Looking back at the current situation, long-term holders are still continuously accumulating BTC, and this group will not change their original offensive strategy due to short-term price fluctuations. BTC whales are also continuously increasing their holdings, and the movement of BTC accumulation addresses is crucial. These addresses are characterized by only receiving BTC but never sending it out, representing typical production line investment funds or institutional-level wallets. Large-scale funds buy on dips, while short-term holders choose to sell due to emotions. This is also the inherent operating mode of the market. All of this provides better support for BTC. Coupled with the forthcoming liquidity boost and the weakness of the dollar, these constitute predictable favorable conditions unless there are greater uncertainties and the market's preference for risk assets withdraws. As long as the overall direction does not change, my strategy will focus on maintaining offense around pullbacks and seeking progress while ensuring stability. For speculative players, please consider carefully. Currently, the article has not yet been published, but BTC has already seen a certain pullback. For some friends, this has been viewed as a risk; the depth will be controlled within a conservative range. However, I do not recommend that shorts take action again, which does not mean you can blindly go long.
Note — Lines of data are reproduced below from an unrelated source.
PR #63, opened 2016-08-01
User's username to start the build

FenrirUnbound:
There is a fundamental gap where we do not have a headless user that acts on behalf of the system. In lieu of that, we need the a user to update the PR status.

This PR is to utilize the user who opened the PR. This will allow us to make status changes to the given PR.

### DIFF
--- a/plugins/github.js
+++ b/plugins/github.js
@@ -17,6 +17,7 @@ let Build;
  * @param  {String}       options.jobId      Identifier for the Job
  * @param  {String}       options.name       Name of the new job (PR-1)
  * @param  {String}       [options.sha]      specific SHA1 commit to start the build with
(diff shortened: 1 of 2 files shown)


plugins/github.js
```diff
@@ -17,6 +17,7 @@ let Build;
  * @param  {String}       options.jobId      Identifier for the Job
  * @param  {String}       options.name       Name of the new job (PR-1)
  * @param  {String}       [options.sha]      specific SHA1 commit to start the build with
+ * @param  {String}       [options.username] Username that triggered the event
```
d2lam: why optional?

stjohnjohnson:
We don't want to use the user that started the build. 👎

FenrirUnbound:
In light of new information, closing this for something better

PR #67, opened 2016-08-02
Refactoring Credentials and adding Scope

stjohnjohnson:
Also added pretty-printing of errors (no more 500 with no context).

### DIFF
--- a/lib/server.js
+++ b/lib/server.js
@@ -4,6 +4,29 @@ const Hapi = require('hapi');
 const registrationMan = require('./registerPlugins');
 
 /**
+ * If we're throwing errors, let's have them say a little more than just 500
+ * @method prettyPrintErrors
+ * @param  {Hapi.Request}    request Hapi Request object
+ * @param  {Hapi.Reply}      reply   Hapi Reply object
+ */
+function prettyPrintErrors(request, reply) {
+    if (request.response.isBoom) {
+        const err = request.response;
+        const errName = err.output.payload.error;
+        const errMessage = err.message;
+        const statusCode = err.output.payload.statusCode;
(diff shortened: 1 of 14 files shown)


lib/server.js
```diff
@@ -4,6 +4,29 @@ const Hapi = require('hapi');
...
+ * If we're throwing errors, let's have them say a little more than just 500
+ * @method prettyPrintErrors
+ * @param  {Hapi.Request}    request Hapi Request object
+ * @param  {Hapi.Reply}      reply   Hapi Reply object
+ */
+function prettyPrintErrors(request, reply) {
+    if (request.response.isBoom) {
+        const err = request.response;
+        const errName = err.output.payload.error;
+        const errMessage = err.message;
```
petey: What is the difference between `err.message` and `err.output.payload.message`? Can this method just `return reply(err.output.payload).code(statusCode)`?

stjohnjohnson: Boom will automatically hide all 500 errors from the end user.  https://github.com/hapijs/boom/blob/master/lib/index.js#L136-L138

This reverts that feature.

petey: Got it. 😦  Lame.

petey:
👍 

cat_gif

jer:
👍

lib/server.js
FenrirUnbound: It's also [in their docs](https://github.com/hapijs/boom#http-5xx-errors)

> All 500 errors hide your message from the end user. Your message is recorded in the server log.

FenrirUnbound:
👍 


ckhe4w1 - imgur

PR #69, opened 2016-08-02
Datastore/Executor refactor, HTTPs, and TokenGenerator

stjohnjohnson:
- Refactoring Datastore and Executor into global server.app settings
- Support HTTP or HTTPs (and alternative cnames)
- Pass apiUri and token generator to build.create


petey:
👍  I really like how much simpler the method signatures are.

strike_

bin/server
```diff
@@ -17,30 +17,21 @@ const executor = new ExecutorPlugin(executorConfig[executorConfig.plugin]);
 // Setup Login
 const loginConfig = config.get('login');
 
-loginConfig.datastore = datastore;
-
 // Setup httpd
 const httpdConfig = config.get('httpd');
```
tkyi: You can just set this to `const httpd = config.get('httpd');` and replace line 27 with `httpd,`

tkyi:
👍 
giphy-2

PR #72, opened 2016-08-03
Remove overuse of bind/apply in waterfalls.

petey:
Both bind and async.apply produce anonymous functions. Function.prototype.apply normally takes a context, but async.apply uses `null` for this context, thus requiring a class method to be bound. We don't need to do any of this since we can create a simple ES6 style anonymous function that executes the original function properly, without needing to insert a context at all, while being just as readable.

I've also fixed the caps on the "instanceOf" variables so they don't look like their respective classes.

### DIFF
--- a/plugins/github.js
+++ b/plugins/github.js
@@ -4,9 +4,9 @@ const hoek = require('hoek');
 const async = require('async');
 const boom = require('boom');
 const Models = require('screwdriver-models');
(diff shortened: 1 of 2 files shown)


FenrirUnbound:
👍 

Looks good to me

c0bu5fi7d8dx

d2lam:
👍

PR #75, opened 2016-08-04
Build create passes username

shruthi-venkateswaran:
Using the new models, Build create now takes in another param called config.username: https://github.com/screwdriver-cd/models/blob/master/lib/build.js#L95

Build model constructor now takes in password.

### DIFF
--- a/plugins/builds/create.js
+++ b/plugins/builds/create.js
@@ -1,5 +1,6 @@
 'use strict';
 const boom = require('boom');
+const hoek = require('hoek');
 const urlLib = require('url');
 const validationSchema = require('screwdriver-data-schema');
 const Model = require('screwdriver-models');
@@ -26,8 +27,11 @@ module.exports = (server) => ({
                 tokenGen: (buildId) =>
                     request.server.plugins.login.generateToken(buildId, ['build'])
             };
+            const config = hoek.applyToDefaults(payload, {
+                username: request.auth.credentials.username
+            });
 
-            Build.create(payload, (err, data) => {
+            Build.create(config, (err, data) => {
                 if (err) {
                     return reply(boom.wrap(err));
                 }
--- a/plugins/builds/create.js
+++ b/plugins/builds/create.js
@@ -1,11 +1,12 @@
 'use strict';
+const async = require('async');
 const boom = require('boom');
 const hoek = require('hoek');
 const urlLib = require('url');
 const validationSchema = require('screwdriver-data-schema');
 const Model = require('screwdriver-models');
 
-module.exports = (server) => ({
+module.exports = (server, options) => ({
     method: 'POST',
     path: '/builds',
     config: {
@@ -17,9 +18,20 @@ module.exports = (server) => ({
             scope: ['user']
         },
         handler: (request, reply) => {
-            const Build = new Model.Build(
+            const build = new Model.Build(
                 server.settings.app.datastore,
-                server.settings.app.executor
+                server.settings.app.executor,
+                options.password
+            );
+            const job = new Model.Job(
+                server.settings.app.datastore
+            );
+            const pipeline = new Model.Pipeline(
+                server.settings.app.datastore
+            );
+            const user = new Model.User(
+                server.settings.app.datastore,
+                options.password
             );
             const payload = {
                 jobId: request.payload.jobId,
@@ -27,11 +39,38 @@ module.exports = (server) => ({
                 tokenGen: (buildId) =>
                     request.server.plugins.login.generateToken(buildId, ['build'])
             };
-            const config = hoek.applyToDefaults(payload, {
-                username: request.auth.credentials.username
-            });
+            const username = request.auth.credentials.username;
 
-            Build.create(config, (err, data) => {
+            // Check if user can create a build
+            async.waterfall([
+                // Get job
+                (next) => job.get(request.payload.jobId, next),
+
+                // Get pipeline
+                (jobObj, next) => pipeline.get(jobObj.pipelineId, next),
+
+                // Get permissions
+                (pipelineObj, next) => user.getPermissions({
+                    username,
+                    scmUrl: pipelineObj.scmUrl
+                }, next),
+
+                (permissions, next) => {
+                    if (!permissions.push) {
+                        return next(boom.unauthorized(`User ${username} `
+                          + 'does not have push permission for this repo'));
+                    }
+
+                    return next();
+                },
+                (next) => {
+                    const config = hoek.applyToDefaults(payload, {
+                        username
+                    });
+
+                    build.create(config, next);
+                }
+            ], (err, result) => {
                 if (err) {
                     return reply(boom.wrap(err));
                 }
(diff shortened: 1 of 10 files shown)


plugins/builds/create.js
```diff
@@ -26,8 +27,11 @@ module.exports = (server) => ({
                 tokenGen: (buildId) =>
                     request.server.plugins.login.generateToken(buildId, ['build'])
             };
+            const config = hoek.applyToDefaults(payload, {
+                username: request.auth.credentials.username
```
stjohnjohnson: This is great an all, but shouldn't we be checking if they can create the build first?  And if so, shouldn't we add them to the list?

d2lam: Hmmm why do we want to add them to the list? If they don't have permission then they shouldn't be creating the build... Right?

plugins/builds/create.js
```diff
@@ -16,18 +18,49 @@ module.exports = (server) => ({
...
                 tokenGen: (buildId) =>
                     request.server.plugins.login.generateToken(buildId, ['build'])
             };
+            const username = request.auth.credentials.username;
 
-            Build.create(payload, (err, data) => {
+            // Check if user can create a build
+            async.waterfall([
+                // Get job
+                (next) => build.job.get(request.payload.jobId, next),
```
stjohnjohnson: What is `build.job`?

plugins/builds/create.js
```diff
@@ -16,18 +18,49 @@ module.exports = (server) => ({
...
+
+                // Get pipeline
+                (jobObj, next) => build.pipeline.get(jobObj.pipelineId, next),
```
stjohnjohnson: What is `build.pipeline`?

plugins/builds/create.js
```diff
@@ -16,18 +18,49 @@ module.exports = (server) => ({
...
+
+                // Get permissions
+                (pipelineObj, next) => build.user.getPermissions({
+                    username,
+                    scmUrl: pipelineObj.scmUrl
+                }, next),
+
+                // eslint-disable-next-line consistent-return
```
stjohnjohnson: Anytime you have to disable an eslint warning, it's a code-smell

plugins/builds/create.js
```diff
@@ -16,18 +18,49 @@ module.exports = (server) => ({
...
+                (permissions, next) => {
+                    if (!permissions.push) {
+                        return reply(boom.unauthorized(`User ${username} `
```
stjohnjohnson: If you do this, then the waterfall will wait forever.

plugins/builds/create.js
```diff
@@ -16,18 +18,49 @@ module.exports = (server) => ({
...
+                          + 'does not have push permission for this repo'));
+                    }
+                    next();
```
stjohnjohnson: Remove the lint error by adding `return` in front of this next (or wrap in else)

plugins/webhooks/github.js
```diff
@@ -35,26 +37,24 @@ function pullRequestOpened(options, request, reply) {
...
-        (pipelineData, next) => {
-            const username = Object.keys(pipelineData.admins)[0];
-
+        (next) => {
             request.log([
                 'webhook-github',
                 eventId,
                 jobId,
                 pipelineId
             ], `${username} admin selected`);
```
stjohnjohnson: Update this text

plugins/builds/create.js
d2lam: It's the job model. Build has these models tied to it:
https://github.com/screwdriver-cd/models/blob/master/lib/build.js#L73-L75

plugins/builds/create.js
d2lam: Same as above:
https://github.com/screwdriver-cd/models/blob/master/lib/build.js#L73-L75

plugins/pipelines/create.js
```diff
@@ -31,15 +31,15 @@ module.exports = (server, options) => ({
...
                 (permissions, next) => {
                     if (!permissions.admin) {
-                        return reply(boom.unauthorized(`User ${username} `
+                        return next(boom.unauthorized(`User ${username} `
                             + 'is not an admin of this repo'));
                     }
 
                     return Pipeline.get(pipelineId, next);
                 },
                 (data, next) => {
```
FenrirUnbound: We're not leveraging the data for anything other than whether it's truthy or falsy. Could you update the variable to better describe what you'll use it for? 

In this specific case, you're using it to check whether a pipeline exists for a given SCM url. Renaming it to something along the lines of `doesPipelineExist` would make it much more clearer as to what significance it has for the function.

plugins/builds/create.js
```diff
@@ -1,10 +1,12 @@
 'use strict';
+const async = require('async');
 const boom = require('boom');
+const hoek = require('hoek');
 const urlLib = require('url');
 const validationSchema = require('screwdriver-data-schema');
 const Model = require('screwdriver-models');
 
-module.exports = (server) => ({
+module.exports = (server, options) => ({
```
FenrirUnbound: Question for anyone (not just the submitters): do we want to bother with documenting the method signature here?

petey:
👍

FenrirUnbound:
I'm confused. Are we saying that the user who created the PR must also be in the admins list?

plugins/builds/create.js
```diff
@@ -16,18 +18,59 @@ module.exports = (server) => ({
             scope: ['user']
         },
         handler: (request, reply) => {
-            const Build = new Model.Build(
+            const build = new Model.Build(
```
stjohnjohnson: These should be defined on line 10

plugins/pipelines/create.js
d2lam: Hmm... this is not the scope of this PR. I'm just changing the `reply` to `next`. But since this is a simple change, I can do that.

d2lam:
@FenrirUnbound  No. The person who created the PR doesn't need to be an admin. We are just passing in whoever creates the PR so we can put this in the `cause` field: `Started by user Darren`. 

Build create takes care of getting the admin to create the github status.

plugins/builds/create.js
d2lam: huh? How do you do that? This whole thing is an object
```
{
method: 'POST,
path: '/builds', 
....
}
```

FenrirUnbound:
> Build create takes care of getting the admin to create the github status. 

👍 Makes sense

plugins/builds/create.js
stjohnjohnson: We should, so we at least know the options required.

plugins/builds/create.js
stjohnjohnson: Yeah, that's because it returns an object.  You can do this, but since we're refactoring anyway, it's okay to skip.

stjohnjohnson:
👍  LGTM

tkyi:
👍 LGTM
giphy-3

plugins/builds/create.js
FenrirUnbound: I suppose it was decided against that notion

PR #80, opened 2016-08-05
Register webhooks correctly

d2lam:
`npm start` is not working because the plugin is called `webhooks`, not `github`
@stjohnjohnson


stjohnjohnson:
👍  Sorry

PR #86, opened 2016-08-09
Route for returning statistics

nkatzman:
Creating a new plugin that can be used for exposing statistics about the entire system. 

Right now there are only executor statistics but eventually there could be a plethora of statistics we want to expose about the system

My strategy requires high position management, so anyone with ideas should communicate with me in advance!

Yi Hai Lun Bi: The success of investment depends not only on selecting good targets but also on when to buy and sell. Preserving principal and doing proper asset allocation is essential for steady progress in the ocean of investments. Life in this world is like a long river flowing into the sea; what determines victory or defeat is never just the gains and losses at a single pass or moment, but the confluence of many streams!

The article is purely personal opinion and does not constitute any trading advice. The cryptocurrency market is risky, and investment should be approached with caution!